-- ABOUT THIS TASK --
Scan the entries below for the word "indicates" and copy every line in which it occurs.

***

PR #134, opened 2025-04-14
chore: Clean up name validation regex

### LINKED ISSUE #60: Double check utils.ts regexes
what to heck???? there's no way this regex is necessary 😆 obviously no need to fix it here but we should remember to look at this later

_Originally posted by @DaughterOfMars in https://github.com/iotaledger/iota-names/pull/23#discussion_r1963669873_

DaughterOfMars:
## Description

The `utils.ts` regexes are over-complicated. This PR simplifies these and nests them to ensure that there are fewer possibilities for errors.

Closes #60


Thoralf-M (changes requested):
```
console.log(isValidIotaName('invalidName.iota'))
console.log(isValidIotaName('invalid-.iota'))
```
both print true, but should be false

DaughterOfMars:
> ```
> console.log(isValidIotaName('invalidName.iota'))
> console.log(isValidIotaName('invalid-.iota'))
> ```
> 
> both print true, but should be false

The first one is valid, but I'll fix the second one

Thoralf-M:
In the smart contract uppercase is not allowed

DaughterOfMars:
> In the smart contract uppercase is not allowed

okay, I made them case sensitive then

Thoralf-M (changes requested):
Regex for .iota looks fine now, but this one returns false
`console.log(isValidIotaName('@name'))`

sdk/test/name-validation.ts
```diff
@@ -0,0 +1,99 @@
+// Copyright (c) 2025 IOTA Stiftung
+// SPDX-License-Identifier: Apache-2.0
```
Thoralf-M: The eslint-plugin-header is limited to a single header for all files, I noticed the same problem in https://github.com/iotaledger/iota-names/pull/131 and removed it there, not sure if we want to do that

DaughterOfMars: Yeah that's pretty annoying, but I'd prefer just removing it over having these errors for now

sdk/test/name-validation.ts
```diff
@@ -0,0 +1,99 @@
...
+
+	test('should normalize as dot-style', () => {
+		expect(normalizeIotaName('@test', 'dot')).toEqual('test.iota');
+		expect(normalizeIotaName('test.iota', 'dot')).toEqual('test.iota');
+		expect(normalizeIotaName('sub.test@test', 'dot')).toEqual('sub.test.iota');
+		expect(normalizeIotaName('more.sub.test@test', 'dot')).toEqual('more.sub.test.iota');
+	});
+
+	test('should normalize as at-style', () => {
+		expect(normalizeIotaName('@test', 'dot')).toEqual('@test');
```
Thoralf-M: Should this end up in `test.iota`?

sdk/test/name-validation.ts
```diff
@@ -0,0 +1,99 @@
...
+		expect(normalizeIotaName('test@test', 'at')).toEqual('test@test');
+		expect(normalizeIotaName('sub.test.iota', 'at')).toEqual('sub.test@test');
+		expect(normalizeIotaName('more.sub.test.iota', 'at')).toEqual('more.sub.test@test');
+	});
+
+	test('should be invalid', () => {
```
Thoralf-M: Can you also add a test with capital letter and empty space/nothing please?
So for example `Name.iota` ` .iota` `space. .iota` `empty..iota` `.iota`

sdk/test/name-validation.ts
DaughterOfMars: oop, yeah

sdk/test/name-validation.ts
DaughterOfMars: done

Thoralf-M: Thanks

Thoralf-M (approved):

sdk/src/utils.ts
```diff
@@ -2,43 +2,36 @@
 // Modifications Copyright (c) 2025 IOTA Stiftung
 // SPDX-License-Identifier: Apache-2.0
 
-const IOTA_NAME_REGEX =
-	/^(?!.*(^(?!@)|[-.@])($|[-.@]))(?:[a-z0-9-]{0,63}(?:\.[a-z0-9-]{0,63})*)?@[a-z0-9-]{0,63}$/i;
-const IOTA_NAMES_DOMAIN_REGEX = /^(?!.*(^|[-.])($|[-.]))(?:[a-z0-9-]{0,63}\.)+iota$/i;
-const MAX_IOTA_NAME_LENGTH = 235;
+const LABEL_REGEX = /(?!-)[a-z0-9-]{0,62}[a-z0-9]/;
```
thibault-martinez, line 5: Does `(?!-)` mean the first one can't be `-`?

DaughterOfMars: yep, exactly

sdk/src/utils.ts
```diff
@@ -2,43 +2,36 @@
...
+const PATH_REGEX = new RegExp(`(?:${LABEL_REGEX.source}(?:\\.${LABEL_REGEX.source})*)`);
+const NAME_REGEX = new RegExp(`^(${PATH_REGEX.source})?@${LABEL_REGEX.source}$`);
+const DOMAIN_REGEX = new RegExp(`^(?:${LABEL_REGEX.source}\\.)+(iota)$`);
```
thibault-martinez, line 8: Can't reuse `PATH_REGEX`  here? Could remove the `+` and move the `.` to `iota`. Not sure if worth it or not.

DaughterOfMars: could probably yeah

DaughterOfMars: but this regex is actually simpler

thibault-martinez: It has one more char, I wouldn't say it's simpler, but alright

thibault-martinez (approved):

PR #137, opened 2025-04-14
chore: Add move format check CI

### LINKED ISSUE #40: Move fmt CI check

DaughterOfMars:
## Description

Adds the `move_lint.yaml` CI workflow with a format check using the prettier plugin from Mystenlabs.

Closes #40


thibault-martinez:
is it configurable? Do we have a configuration file in the iota repo?

Thoralf-M:
> is it configurable? Do we have a configuration file in the iota repo?

Yes it is, here is one being added https://github.com/iotaledger/iota/pull/6385/files

thibault-martinez:
> Yes it is, here is one being added https://github.com/iotaledger/iota/pull/6385/files

Thanks, was asking because the indent seems pretty big in this PR

.github/workflows/move_lint.yaml
```diff
@@ -0,0 +1,26 @@
...
+  check-format:
+    runs-on: ubuntu-latest
+    steps:
+      - uses: actions/checkout@11bd71901bbe5b1630ceea73d27597364c9af683 # v4.2.2
+
+      - name: Install prettier plugin
+        run: npm i -g prettier @mysten/prettier-plugin-move
+
+      - name: Run format check
+        run: prettier-move -l packages/**
```
Thoralf-M: `-l` won't make the CI fail if something is wrong, no?

DaughterOfMars: I don't actually know for sure but I changed it because you're probably right

Thoralf-M: I'm wondering what is even considered an error, for example this mess just ends up in a warning
```move
public   struct 
IotaNames has key 
                                         {
    id:    UID,
}
```

```
[warn] packages/iota-names/sources/iota_names.move
[warn] Code style issues found in the above file. Run Prettier with --write to fix.
```

DaughterOfMars: I believe it is only warnings, but it still fails the CI properly it seems like

Thoralf-M: Hm yeah looks like it

Thoralf-M (approved):

packages/.prettierrc
thibault-martinez, line 1: How come you didn't take the same file as #6385 ?

DaughterOfMars: Didn't know about it, and I like this better tbh

thibault-martinez: Ok but we really shouldn't have different Move format for different repositories...

DaughterOfMars: I'll create a PR to change it in the core then 😆

thibault-martinez: Feel free to open a PR but in the meantime we should apply their format because we have no guarantee they are going to accept it

DaughterOfMars: well that PR isn't even merge yet. I added a comment to change theirs

thibault-martinez: Thanks

thibault-martinez:
conflicts

packages/.prettierrc
thibault-martinez, line 1: If we are relying on defaults, any reason you picked some and not the others? I would either put none or all, this is a bit weird

DaughterOfMars: You're right, we don't need `useModuleLabel`

thibault-martinez: I'm confused now, these are the defaults
```
VSCode configuration for the extension is placed under prettierMove, these are the default settings of the extension:

{
    "prettierMove.tabWidth": 4,
    "prettierMove.printWidth": 100,
    "prettierMove.useModuleLabel": true,
    "prettierMove.autoGroupImports": "module",
    "prettierMove.enableErrorDebug": false,
    "prettierMove.wrapComments": false
}
```

DaughterOfMars: No, they aren't. At least not for the `prettier-move` command.

```
Format options:

  --arrow-parens <always|avoid>
                           Include parentheses around a sole arrow function parameter.
                           Defaults to always.
  --auto-group-imports <package|module>
                           Group all use imports by 'package', 'module' or 'none'.
                           Defaults to package.
  --bracket-same-line      Put > of opening tags on the last line instead of on a new line.
                           Defaults to false.
  --no-bracket-spacing     Do not print spaces between brackets.
  --embedded-language-formatting <auto|off>
                           Control how Prettier formats quoted code embedded in the file.
                           Defaults to auto.
  --enable-error-debug     Print ERROR nodes instead of throwing an error.
                           Defaults to false.
  --end-of-line <lf|crlf|cr|auto>
                           Which end of line characters to apply.
                           Defaults to lf.
  --experimental-operator-position <start|end>
                           Where to print operators when binary expressions wrap lines.
                           Defaults to end.
  --no-experimental-ternaries
                           Default behavior of ternaries; keep question marks on the same line as the consequent.
  --html-whitespace-sensitivity <css|strict|ignore>
                           How to handle whitespaces in HTML.
                           Defaults to css.
  --jsx-single-quote       Use single quotes in JSX.
                           Defaults to false.
  --object-wrap <preserve|collapse>
                           How to wrap object literals.
                           Defaults to preserve.
  --parser <flow|babel|babel-flow|babel-ts|typescript|acorn|espree|meriyah|css|less|scss|json|json5|jsonc|json-stringify|graphql|markdown|mdx|vue|yaml|glimmer|html|angular|lwc|move>
                           Which parser to use.
  --print-width <int>      The line length where Prettier will try wrap.
                           Defaults to 80.
  --prose-wrap <always|never|preserve>
                           How to wrap prose.
                           Defaults to preserve.
  --quote-props <as-needed|consistent|preserve>
                           Change when properties in objects are quoted.
                           Defaults to as-needed.
  --no-semi                Do not print semicolons, except at the beginning of lines which may need them.
  --single-attribute-per-line
                           Enforce single attribute per line in HTML, Vue and JSX.
                           Defaults to false.
  --single-quote           Use single quotes instead of double quotes.
                           Defaults to false.
  --tab-width <int>        Number of spaces per indentation level.
                           Defaults to 2.
  --trailing-comma <all|es5|none>
                           Print trailing commas wherever possible when multi-line.
                           Defaults to all.
  --use-module-label       Enable module labels instead of module with braces. This option will be ignored if there is more than one module in the file.
                           Defaults to true.
  --use-tabs               Indent with tabs instead of spaces.
                           Defaults to false.
  --vue-indent-script-and-style
                           Indent script and style tags in Vue files.
                           Defaults to false.
  --wrap-comments          Wrap comments to the next line if the line is too long.
                           Defaults to false.
```

DaughterOfMars: apparently the default `useModuleLabel` listed there is wrong 😆

thibault-martinez: I really think we'd be better of being explicit with everything to avoid default discrepancies between docs, extension and binary...

DaughterOfMars: So where do we draw the line? Should I put every single option listed above?

thibault-martinez: That's what I would personally do yeah, doesn't hurt and we're sure of the result

DaughterOfMars: Okay, I did that

.github/workflows/move_lint.yaml
```diff
@@ -0,0 +1,26 @@
...
+  check-format:
+    runs-on: ubuntu-latest
+    steps:
+      - uses: actions/checkout@11bd71901bbe5b1630ceea73d27597364c9af683 # v4.2.2
+
+      - name: Install prettier plugin
+        run: npm i -g prettier @mysten/prettier-plugin-move
+
+      - name: Run format check
+        run: prettier-move -c packages/**
```
thibault-martinez, line 26: Just making sure: this is really using `packages/.prettierrc`? No need to pass it explicitly?

DaughterOfMars: yep, it searches for it

.github/workflows/move_lint.yaml
```diff
@@ -0,0 +1,26 @@
+name: Lint move files
+
+on:
+  pull_request:
+    paths:
+      - ".github/workflows/move_test.yaml"
```
thibault-martinez: Copy/paste error?

DaughterOfMars: oop, yeah

packages/.prettierrc
```diff
@@ -0,0 +1,26 @@
+{
+	"arrowParens": "always",
+	"autoGroupImports": "module",
+	"bracketSameLine": false,
+	"bracketSpacing": true,
+	"embeddedLanguageFormatting": "auto",
+	"enableErrorDebug": false,
+	"endOfLine": "lf",
+	"experimentalOperatorPosition": "end",
+	"experimentalTernaries": false,
```
thibault-martinez: `bracketSpacing` and `semi ` have the same pattern being a `--no-*` option but they are both true and this one is false, weird

DaughterOfMars: 🤷‍♀️

thibault-martinez: Where did you get this `false` from?

DaughterOfMars: double checked and I don't know why I put false, possibly it is the prettier suggested default

thibault-martinez (approved):

PR #138, opened 2025-04-14
feat(workflows): simplify client setup

Thoralf-M:
https://github.com/iotaledger/iota/issues/6203
Tested here https://github.com/iotaledger/iota-names/actions/runs/14446095586/job/40506941650?pr=138

### DIFF
--- a/.github/workflows/iota-names-build-tx.yaml
+++ b/.github/workflows/iota-names-build-tx.yaml
@@ -57,7 +57,6 @@ jobs:
       - name: YAML Setup
         run: |
           iota client --yes new-env --rpc ${{ inputs.rpc }} --alias network
-          iota client switch --env network
 
       - name: NPM BUILD TX Environment
         uses: actions/setup-node@cdca7365b2dadb8aad0a33bc7601856ffabcc48e # v4.3.0


.github/workflows/iota-names-build-tx.yaml
```diff
@@ -57,7 +57,6 @@ jobs:
       - name: YAML Setup
         run: |
           iota client --yes new-env --rpc ${{ inputs.rpc }} --alias network
-          iota client switch --env network
```
thibault-martinez, line 60: So how come we had this issue then? You added this recently and https://github.com/iotaledger/iota/pull/5330 s a bit old, was it just not released yet?

.github/workflows/iota-names-build-tx.yaml
```diff
@@ -57,7 +57,6 @@ jobs:
       - name: YAML Setup
         run: |
           iota client --yes new-env --rpc ${{ inputs.rpc }} --alias network
```
thibault-martinez, line 59: Do we even need the alias then?

.github/workflows/iota-names-build-tx.yaml
Thoralf-M: Yes I think that was the reason

.github/workflows/iota-names-build-tx.yaml
Thoralf-M: Yes, alias is required

thibault-martinez (approved):

DaughterOfMars (approved):

PR #177, opened 2025-05-02
feat(scripts)!: update transfer-names

### LINKED ISSUE #140: Adjust and test `transfer-names.ts`
The path for the files would be adjusted so `transfer-names.ts` actually makes use of it, but otherwise that's the idea, yes

_Originally posted by @Thoralf-M in https://github.com/iotaledger/iota-names/pull/131#discussion_r2044347655_

Thoralf-M:
Updated transfer-names script to work with any network, not just hardcoded mainnet

Also removed the GAS_OBJECT env variable one had to set manually, gas will be selected automatically now

Fixes #140 

Tested in a local network by modifying `scripts/names-to-register.csv` before running the init script and then updated `reserved-names/sample/sample.csv` to contain the same name, finally `ts-node reserved-names/transfer-names.ts`


marc2332:
Conflicts @Thoralf-M

thibault-martinez:
Let's solve conflicts and merge this

scripts/transactions/main-package-upgrade.ts
```diff
@@ -14,10 +15,15 @@ const network = process.env.NETWORK || 'mainnet';
 // Github actions are always on mainnet.
 const mainPackageUpgrade = async () => {
     const packageInfo = readPackageInfo(network);
-    const gasObjectId = process.env.GAS_OBJECT;
+    let client = getClient(network);
+    let gasCoinsPage = await client.getCoins({ owner: packageInfo.adminAddress });
+    const gasObjectId = gasCoinsPage.data.find(
+        (coin) => BigInt(coin.balance) >= 2000000000,
```
DaughterOfMars: where dis come from

Thoralf-M: I added this, so one doesn't has to manually provide the gas coin

DaughterOfMars: I mean the number, sorry

Thoralf-M: Ah, tbh I wasn't sure what to do, I uses this number as it should be enough to cover the gas fees for any operation, just using the first gas coin could fail if it has not enough amount
But maybe it would be better to just sort by amount and use the one with the highest amount, wdyt?

DaughterOfMars: I don't know 😭 somehow both seem wrong but I guess I'd prefer getting the biggest one

Thoralf-M: Well what else would you do? I changed it to highest balance here https://github.com/iotaledger/iota-names/pull/177/commits/fc523e2c6c7f18e7c9fb68c7becd30deb8640f11

DaughterOfMars (approved):

.github/workflows/iota-names-build-tx.yaml
```diff
@@ -4,6 +4,13 @@ name: Build IOTA-Names TX
 on:
   workflow_dispatch:
     inputs:
+      network:
+        description: "select the network to use"
+        type: choice
+        options:
+          - Mainnet
+          - Testnet
+          - Devnet
```
thibault-martinez: Does the case not matter?

scripts/reserved-names/fetch-owned-names.ts
```diff
@@ -8,9 +8,15 @@ import { IotaObjectResponse } from '@iota/iota-sdk/client';
 import { readPackageInfo } from '../package-info/constants';
 import { getClient } from '../utils/utils';
 
-const getAllOwnedDomains = async () => {
-    const packageInfo = readPackageInfo('mainnet');
-    let client = getClient('mainnet');
+export const getAllOwnedDomains = async () => {
```
thibault-martinez: Just wondering if you want to call this `getAllOwnedNames` for consistency

scripts/transactions/main-package-upgrade.ts
```diff
@@ -14,10 +15,15 @@ const network = process.env.NETWORK || 'mainnet';
 // Github actions are always on mainnet.
 const mainPackageUpgrade = async () => {
     const packageInfo = readPackageInfo(network);
-    const gasObjectId = process.env.GAS_OBJECT;
+    let client = getClient(network);
+    let gasCoinsPage = await client.getCoins({ owner: packageInfo.adminAddress });
+    const gasObjectId = gasCoinsPage.data.sort((a, b) =>
+        Number(BigInt(b.balance) - BigInt(a.balance)),
```
thibault-martinez, line 20: This is so weird, does the sort require a number and not an order/predicate ?

scripts/transactions/main-package-upgrade.ts
```diff
@@ -14,10 +15,15 @@ const network = process.env.NETWORK || 'mainnet';
...
+    )[0]?.coinObjectId;
 
     // Enabling the gas Object check only on mainnet, to allow testnet multisig tests.
-    if (!gasObjectId) throw new Error('No gas object supplied for a mainnet transaction');
+    if (!gasObjectId)
+        throw new Error('No gas object with sufficient balance found for a mainnet transaction');
```
thibault-martinez: We don't really know that it's insufficient?

scripts/utils/utils.ts
```diff
@@ -210,20 +210,14 @@ export const signAndExecute = async (txb: Transaction, network: string) => {
 export const prepareMultisigTx = async (tx: Transaction, network: string, address?: string) => {
     const adminAddress = address ?? getActiveAddress();
     const client = getClient(network);
-    const gasObjectId = process.env.GAS_OBJECT;
```
thibault-martinez, line 213: How is it picked up in this function then?

scripts/reserved-names/fetch-owned-names.ts
thibault-martinez: or `fetchOwnedNames`

scripts/transactions/main-package-upgrade.ts
Thoralf-M: Yes it returns a number:
```
- A negative value indicates that a should come before b.
- A positive value indicates that a should come after b.
- Zero or NaN indicates that a and b are considered equal.
```

scripts/transactions/main-package-upgrade.ts
Thoralf-M: True, not anymore since I changed it, will adapt the message

scripts/utils/utils.ts
Thoralf-M: We just get it from the client now
```
    let gasCoinsPage = await client.getCoins({ owner: packageInfo.adminAddress });
    const gasObjectId = gasCoinsPage.data.sort((a, b) =>
        Number(BigInt(b.balance) - BigInt(a.balance)),
    )[0]?.coinObjectId;
```

.github/workflows/iota-names-build-tx.yaml
Thoralf-M: It does, good catch

scripts/transactions/main-package-upgrade.ts
Thoralf-M: https://github.com/iotaledger/iota-names/pull/177/commits/af115cd9b15dcea617432e44013d349d9a50f07c

scripts/reserved-names/fetch-owned-names.ts
Thoralf-M: Renamed in https://github.com/iotaledger/iota-names/pull/177/commits/af115cd9b15dcea617432e44013d349d9a50f07c

.github/workflows/iota-names-build-tx.yaml
Thoralf-M: https://github.com/iotaledger/iota-names/pull/177/commits/af115cd9b15dcea617432e44013d349d9a50f07c

.github/workflows/iota-names-build-tx.yaml
```diff
@@ -75,8 +77,7 @@ jobs:
         if: ${{ inputs.transaction_type == 'Profits to Treasury' }}
         env:
           NODE_ENV: production
-          GAS_OBJECT: ${{ inputs.gas_object_id }}
-          NETWORK: mainnet
```
thibault-martinez, line 79: There are 2 more jobs that still have an hardcoded mainnet, are we changing them later?

scripts/utils/utils.ts
thibault-martinez: It's explicit in `scripts/transactions/main-package-upgrade.ts` because we're using the CLI and not here?

.github/workflows/iota-names-build-tx.yaml
Thoralf-M: Tbh not sure what the mainnet-setup.ts is for and for the ugprade I'm wondering how they do it in the testnet, if they don't use this script there (maybe just manually, because they don't have a multisig in the testnet, didn't check)
So depends on how we want to set our deployments up if we change them or not

scripts/utils/utils.ts
Thoralf-M: Yes, the TS SDK automatically selects gas coins from the sender address if you don't provide it

scripts/transactions/main-package-upgrade.ts
thibault-martinez: Ewww

scripts/transactions/main-package-upgrade.ts
```diff
@@ -6,18 +6,21 @@ import { execSync } from 'child_process';
...
 // if upgradeCap & gasObject is on mainnet, it has to be on mainnet.
-// Github actions are always on mainnet.
 const mainPackageUpgrade = async () => {
     const packageInfo = readPackageInfo(network);
-    const gasObjectId = process.env.GAS_OBJECT;
+    let client = getClient(network);
+    let gasCoinsPage = await client.getCoins({ owner: packageInfo.adminAddress });
+    const gasObjectId = gasCoinsPage.data.sort((a, b) =>
+        Number(BigInt(b.balance) - BigInt(a.balance)),
+    )[0]?.coinObjectId;
```
thibault-martinez, line 21: Just wondering if there is no function to get a gas coin from the client instead of repeating this

scripts/transactions/main-package-upgrade.ts
```diff
@@ -6,18 +6,21 @@ import { execSync } from 'child_process';
...
 const network = process.env.NETWORK || 'mainnet';
 
 // Active env of iota has to be the same with the env we're publishing to.
 // if upgradeCap & gasObject is on mainnet, it has to be on mainnet.
-// Github actions are always on mainnet.
 const mainPackageUpgrade = async () => {
     const packageInfo = readPackageInfo(network);
-    const gasObjectId = process.env.GAS_OBJECT;
+    let client = getClient(network);
+    let gasCoinsPage = await client.getCoins({ owner: packageInfo.adminAddress });
```
thibault-martinez, line 18: Just confirming, that would return the biggest amount of the first page only?

.github/workflows/iota-names-build-tx.yaml
thibault-martinez: Can you open an issue to check that later please?

scripts/reserved-names/transfer-names.ts
```diff
@@ -9,6 +9,21 @@ import { isValidIotaAddress } from '@iota/iota-sdk/utils';
...
 import { readPackageInfo } from '../package-info/constants';
 import { prepareMultisigTx } from '../utils/utils';
+import { fetchOwnedNames } from './fetch-owned-names';
+
+async function main() {
+    await fetchOwnedNames();
+
+    parseOwnedNamesObjects();
+
+    // Parses the `transfers.csv` file, and creates the list of object transfers
```
thibault-martinez, line 19: Is the comment correct? `transfers.csv`?

thibault-martinez (approved):

scripts/transactions/main-package-upgrade.ts
Thoralf-M: Yes, but that should be fine unless someone really wants to spam this address with dust (and then we can just merge them before calling this)

scripts/transactions/main-package-upgrade.ts
Thoralf-M: No, there is `setGasPayment()` which just set all available coins to the transaction builder in TS, but it doesn't return a single id

scripts/reserved-names/transfer-names.ts
Thoralf-M: Well the provided file needs to be changed before running it, added a comment

.github/workflows/iota-names-build-tx.yaml
Thoralf-M: Sure:
https://github.com/iotaledger/iota-names/issues/195
https://github.com/iotaledger/iota-names/issues/196

PR #186, opened 2025-05-13
chore: Add `run:example` script and fix the SDK

marc2332:


evavirseda (approved):

sdk/examples/example.ts
```diff
@@ -2,61 +2,86 @@
...
 import { Transaction } from '@iota/iota-sdk/transactions';
 
 import { IotaNamesClient } from '../src/iota-names-client.js';
 import { IotaNamesTransaction } from '../src/iota-names-transaction.js';
 
-// Initialize and execute the IotaNamesClient to fetch the renewal price list
 (async () => {
-    const network = 'testnet';
-    // Step 1: Create a IotaClient instance
+    const domain = `cool-domain-${(Math.random() * 10000000).toString().split('.').join('')}.iota`;
```
DaughterOfMars:
```suggestion
    const domain = `cool-domain-${Math.floor(Math.random() * 10000000)}.iota`;
```

Not actually sure why the number is there but this is maybe slightly better.

marc2332: Lol, true, the number is kinda useless in my code, I didnt think it much tbh

msarcev (approved):

PR #194, opened 2025-05-21
feat(iota-names): Split user data and metadata fields

DaughterOfMars:
## Description

Currently user data is used more like metadata, with predefined keys which are inflexible. This is counterintuitive because `user` implies that it can be set according to the user's wishes. 

This PR splits this field into two: One which has very limited access patterns for setting predefined metadata keys, and the other which allows anything.


thibault-martinez:
Not moving forward with this.

PR #203, opened 2025-05-22
feat: add registry events

thibault-martinez:


thibault-martinez:
Need to add one for leaves

packages/iota-names/sources/registry.move
```diff
@@ -221,7 +239,13 @@ public fun set_reverse_lookup(self: &mut Registry, address: address, domain: Dom
     assert!(target.is_some(), ETargetNotSet);
     assert!(some(address) == target, ERecordMismatch);
 
+    event::emit(IotaNamesReverseRegistryEvent {
+        key: address,
+        value: domain
+    });
+
     if (self.reverse_registry.contains(address)) {
+        // TODO different event for update and add?
```
Thoralf-M: If you don't see a need and want to add it now, I would remove this comment
We can just add later without this TODO, but otherwise it will be here for no reason

thibault-martinez: Just wanted to trigger the discussion, I'll remove it

Thoralf-M (approved):

DaughterOfMars (approved):

PR #218, opened 2025-05-28
feat(names-ts-sdk): Support custom networks in the iota names client

### LINKED ISSUE #209: Allow `IotaNamesClient` to be configured with custom networks
Extend the `IotaNamesClient` constructor (and possibility more) so that any network can be configured when creating an IOTA Names Client (eg localnet, alphanet, any custom network basically)

See for reference https://github.com/iotaledger/iota-names/blob/63911c2234d0c73ceb6a538cd304c13070bb30f5/sdk/src/iota-names-client.ts#L32

marc2332:
Closes https://github.com/iotaledger/iota-names/issues/209


sdk/test/pre-built.ts
marc2332, line 1: I commented this file because `mainnet` and `testnet` are not supported networks in iota names, so the type fails as they are not defined in the `packages` constant.

evavirseda (approved):

msarcev (approved):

***

-- YOUR RESPONSE --
- A negative value indicates that a should come before b.
- A positive value indicates that a should come after b.
- Zero or NaN indicates that a and b are considered equal.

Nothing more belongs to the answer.